Oughtta be a fine feeder camera.


----------



## Kawaliga (Jul 13, 2016)

As said above good day pics, but night pics not so much unless close to the deer. A bargain for $25.00. I have one that has been running for five years.


----------



## 01Foreman400 (Jul 13, 2016)

I ordered 6.  We'll see......


----------



## bwagon83 (Jul 13, 2016)

Just ordered a few more.Bought one from walmart last year and i was pleased with it. I use my cams for trying to take inventory around feed sites.
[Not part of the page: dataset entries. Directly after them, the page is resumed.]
PR #275, opened 2026-06-06
fix(pg-delta): recreate policies for column rewrite dependencies

xmh1011:
Refs #263

This is the third incremental fix for issue #263, scoped to Case 1: `ALTER TABLE ... ALTER COLUMN ... TYPE` fails when an existing RLS policy still depends on the rewritten column.

## What changed

For this case, pg-delta was producing the right table rewrite but the wrong policy handling:

1. `diffRlsPolicies` saw the policy expression text change after the column type changed from `text` to an enum, so it emitted `ALTER POLICY ... USING` and `ALTER POLICY ... WITH CHECK`.
2. PostgreSQL does not allow `ALTER COLUMN TYPE` while the old policy definition still depends on that column, so the policy must be fully dropped before the rewrite and recreated after it.
3. The table rewrite is an in-place mutation. After #273, these changes expose the affected stable ids through `BaseChange.invalidates` rather than adding concrete subtype checks to generic expansion/sorting code.

This PR now builds on #273's `invalidates` primitive:

- collect invalidated stable ids from `change.invalidates`;
- use `mainCatalog.depends` to find surviving `rlsPolicy:*` objects whose policy expressions depend on those ids;
- add `DropRlsPolicy` / `CreateRlsPolicy` for those policies;
- remove same-policy `ALTER POLICY` changes that are superseded by the replacement.

The fix stays within existing pg_catalog/pg_depend metadata and does not parse policy SQL or couple `expandReplaceDependencies` to `AlterTableAlterColumnType`.

## RED evidence

- Initial focused unit regression failed because `expandReplaceDependencies` did not add `DropRlsPolicy` for a policy whose `pg_depend` row referenced the rewritten column.
- Initial focused PG17 integration regression failed because generated SQL had `ALTER TABLE ... ALTER COLUMN role TYPE ...` followed by `ALTER POLICY ... USING` / `ALTER POLICY ... WITH CHECK`, with no `DROP POLICY` / `CREATE POLICY` around the column rewrite.
- Manual apply reproduced PostgreSQL `0A000: cannot alter type of a column used in a policy definition`.
- After rebasing onto #273, I added a design regression using a generic invalidating change. RED before the refactor: `expand-replace-dependencies.test.ts` failed with `Expected: true / Received: false` for `DropRlsPolicy` because the helper still checked `AlterTableAlterColumnType` directly.

## Local validation

- Unit-only focused invalidates regression: `1 pass / 0 fail`.
- Full `expand-replace-dependencies.test.ts`: `9 pass / 0 fail`.
- PG17 focused integration for `policy depending on a column type rewrite is dropped and recreated`: `1 pass / 0 fail`.
- Full PG17 `policy-dependencies.test.ts`: `9 pass / 0 fail` (one connection timeout retried by the test runner; final result was green).
- `./node_modules/.bin/bun run format-and-lint:fix`: passed.
- `./node_modules/.bin/bun run check-types`: passed.
- `./node_modules/.bin/bun run knip --fix`: passed; knip only reported existing configuration hints.

Local integration validation used `PGDELTA_SKIP_DUMMY_SECLABEL_BUILD=1` to avoid rebuilding the local dummy security-label image; CI should keep security-label coverage enabled.

### DIFF
--- a/packages/pg-delta/src/core/expand-replace-dependencies.test.ts
+++ b/packages/pg-delta/src/core/expand-replace-dependencies.test.ts
@@ -20,7 +20,6 @@ import { diffSequences } from "./objects/sequence/sequence.diff.ts";
 import { Sequence } from "./objects/sequence/sequence.model.ts";
 import {
   AlterTableAlterColumnSetDefault,
-  AlterTableAlterColumnType,
   AlterTableChangeOwner,
   AlterTableDropColumn,
   AlterTableDropConstraint,
@@ -49,12 +48,27 @@ function mockChange(overrides: {
     scope: "object",
     creates,
     drops,
+    invalidates: [],
     requires: [],
     table: { schema: "public", name: "t" },
     serialize: () => [],
     get requiresForDrop(): string[] {
       return [];
     },
+  } as unknown as Change;
+}
+
+function mockInvalidatingChange(invalidates: string[]): Change {
+  return {
+    objectType: "table",
+    operation: "alter",
+    scope: "object",
+    creates: [],
+    drops: [],
+    invalidates,
+    requires: [],
+    table: { schema: "public", name: "t" },
+    serialize: () => "",
   } as unknown as Change;
 }
 
@@ -826,7 +840,7 @@ describe("expandReplaceDependencies", () => {
     ).toBe(true);
   });
 
-  test("promotes dependent RLS policy when a referenced column is rewritten", async () => {
+  test("promotes dependent RLS policy when a referenced column is invalidated", async () => {
     const baseline = await createEmptyCatalog(170000, "postgres");
     const columnTemplate = {
       position: 1,
@@ -922,11 +936,9 @@ describe("expandReplaceDependencies", () => {
       withCheckExpression: branchPolicy.with_check_expression,
     });
     const changes: Change[] = [
-      new AlterTableAlterColumnType({
-        table: branchTable,
-        column: branchRoleColumn,
-        previousColumn: mainRoleColumn,
-      }),
+      mockInvalidatingChange([
+        "column:public.solution_categories_with_policy.role",
+      ]),
       alterUsing,
       alterWithCheck,
     ];
--- a/packages/pg-delta/src/core/expand-replace-dependencies.test.ts
+++ b/packages/pg-delta/src/core/expand-replace-dependencies.test.ts
@@ -6,6 +6,10 @@ import { DefaultPrivilegeState } from "./objects/base.default-privileges.ts";
 import { CreateProcedure } from "./objects/procedure/changes/procedure.create.ts";
 import { DropProcedure } from "./objects/procedure/changes/procedure.drop.ts";
 import { Procedure } from "./objects/procedure/procedure.model.ts";
+import {
+  AlterRlsPolicySetUsingExpression,
+  AlterRlsPolicySetWithCheckExpression,
+} from "./objects/rls-policy/changes/rls-policy.alter.ts";
 import { CreateCommentOnRlsPolicy } from "./objects/rls-policy/changes/rls-policy.comment.ts";
 import { CreateRlsPolicy } from "./objects/rls-policy/changes/rls-policy.create.ts";
 import { DropRlsPolicy } from "./objects/rls-policy/changes/rls-policy.drop.ts";
@@ -16,6 +20,7 @@ import { diffSequences } from "./objects/sequence/sequence.diff.ts";
 import { Sequence } from "./objects/sequence/sequence.model.ts";
 import {
   AlterTableAlterColumnSetDefault,
+  AlterTableAlterColumnType,
   AlterTableChangeOwner,
   AlterTableDropColumn,
   AlterTableDropConstraint,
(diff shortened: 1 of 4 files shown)


xmh1011:
Follow-up after comparing this PR with the review discussion on #273.

This PR still addresses a separate issue #263 case: an RLS policy whose expression depends on a column being rewritten needs to be promoted from `ALTER POLICY` changes to a `DROP POLICY` + `CREATE POLICY` replacement. Otherwise PostgreSQL can still block `ALTER TABLE ... ALTER COLUMN ... TYPE` because the policy expression is bound to the old column/type definition.

One design note before this is finalized: #273 introduced the `BaseChange.invalidates` primitive so in-place rewrites can declare the stable ids they invalidate without adding concrete `instanceof` checks to generic planning/sorting code. Once #273 lands in `main`, I think this PR should be rebased and adjusted to consume `change.invalidates` instead of importing/checking `AlterTableAlterColumnType` inside `expand-replace-dependencies.ts`.

Planned cleanup after #273 merges:
- rebase this branch onto the updated `main`;
- rename the column-specific helper to something like `collectInvalidatedRlsPolicyReplacements`;
- collect invalidated stable ids from `change.invalidates` and use `pg_depend` to find dependent `rlsPolicy:*` objects;
- keep the current focused regression and integration coverage, with the unit test wording updated to reflect the `invalidates` primitive rather than a concrete column-rewrite subtype.

I am intentionally not stacking #273's infrastructure onto this PR before #273 merges, to keep this diff reviewable and avoid duplicating the same base changes across two open PRs.

xmh1011:
@avallete Follow-up after #273 merged:

I rebased this branch onto the current `main` (`9f01826`) and updated the implementation to consume the `BaseChange.invalidates` primitive from #273 instead of checking `AlterTableAlterColumnType` inside `expandReplaceDependencies`.

Pushed `e5b75ee`:
- `expandReplaceDependencies` now collects invalidated stable ids from `change.invalidates`;
- it uses `mainCatalog.depends` to find surviving dependent `rlsPolicy:*` objects and promotes those policies to `DROP POLICY` + `CREATE POLICY`;
- same-policy `ALTER POLICY` changes are still removed when superseded by that replacement;
- the unit regression now uses a generic invalidating change so it verifies the design boundary, not a concrete table-change subtype.

RED after the rebase, before the refactor: the generic invalidates regression failed with `Expected: true / Received: false` for `DropRlsPolicy` because the helper still checked `AlterTableAlterColumnType` directly.

Validation:
- focused invalidates unit regression: `1 pass / 0 fail`;
- full `expand-replace-dependencies.test.ts`: `9 pass / 0 fail`;
- PG17 focused policy integration: `1 pass / 0 fail`;
- full PG17 `policy-dependencies.test.ts`: `9 pass / 0 fail` (one connection timeout retried by the runner; final result green);
- `format-and-lint:fix`, `check-types`, and `knip --fix` passed; knip only reported existing configuration hints.

packages/pg-delta/src/core/expand-replace-dependencies.ts
```diff
@@ -281,11 +293,90 @@ export function expandReplaceDependencies({
...
+      branchCatalog,
+    );
+    if (!resolved || resolved.kind !== "rls_policy") continue;
+
+    const addDrop = !droppedIds.has(targetId);
+    const addCreate = !createdIds.has(targetId);
+    const replacementChanges = buildReplaceChanges(resolved, {
+      addDrop,
+      addCreate,
+    });
```
avallete, line 353: Nit: `diffContext` isn't forwarded here, unlike the `buildReplaceChanges(resolved, { addDrop, addCreate, diffContext })` call in the BFS walk below. It's harmless today since the `rls_policy` branch of `buildReplaceChanges` doesn't use it, but if policy replacement ever grows owner/comment/ACL replay (like views did with `buildCreateViewReplacementChanges`), this call site would silently miss it. Passing it through costs nothing and keeps the two call sites symmetric.

---

packages/pg-delta/src/core/expand-replace-dependencies.ts
```diff
@@ -281,11 +293,90 @@ export function expandReplaceDependencies({
...
+    }
+  }
+  if (invalidatedIds.size === 0) return [];
+
+  const replacements: Change[] = [];
+  for (const dep of mainCatalog.depends) {
+    if (!invalidatedIds.has(dep.referenced_stable_id)) continue;
+
+    const targetId = normalizeDependentId(dep.dependent_stable_id);
+    if (!targetId?.startsWith("rlsPolicy:")) continue;
```
avallete, line 337: Non-blocking, for the #263 tracking issue: this pass only promotes `rlsPolicy:*` dependents of invalidated ids. Other dependents bound to a rewritten column hit the same PostgreSQL wall — e.g. an *unchanged* view on the rewritten column still blocks `ALTER COLUMN TYPE` with `cannot alter type of a column used by a view or rule` (#273 only ordered view drops that already existed in the diff; it doesn't synthesize a drop for a view with no diff).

Sure you get some blurry night pics as most IR cameras do but the most are comparable with these.

IMO

Pros

Good battery life with quality batteries
Takes good day pics and acceptable night pics.
Inexpensive


Cons
Initial operation can be a little confusing to operate but nothing crazy if you are familiar with cpus.
No battery level indicator
No pic count unless removing sd card and inserting into cpu
Have to use a cpu to set time/date
Takes a pic every 30 seconds so it will take a lot of pics over feed 

The pros outweigh the cons for what how I use this camera.


----------



## kiltman (Jul 14, 2016)

Got one on the way myself.


----------



## QuackAddict (Jul 15, 2016)

Those pics looks great for a $25 camera. I just ordered 3.


----------



## Bucky T (Jul 15, 2016)

I bought one.  Hasn't arrived yet.  Figured what the heck??


----------



## gadeerwoman (Jul 15, 2016)

ordered a couple to put in a 'not so secure' location. We'll see how they work.
If you need cards for the cameras, here's a good deal:
https://www.amazon.com/PACK-SanDisk...qid=1468555301&sr=1-2&keywords=4+gig+sd+cards

4 of the 8 gb cards for $19.37


----------



## M77 Ruger (Jul 15, 2016)

Just ordered 3 more. What size San disk card are you guys using? I have some 32 g and hope they are not to big


----------



## 01Foreman400 (Jul 15, 2016)

QuackAddict said:


> Those pics looks great for a $25 camera. I just ordered 3.





Bucky T said:


> I bought one.  Hasn't arrived yet.  Figured what the heck??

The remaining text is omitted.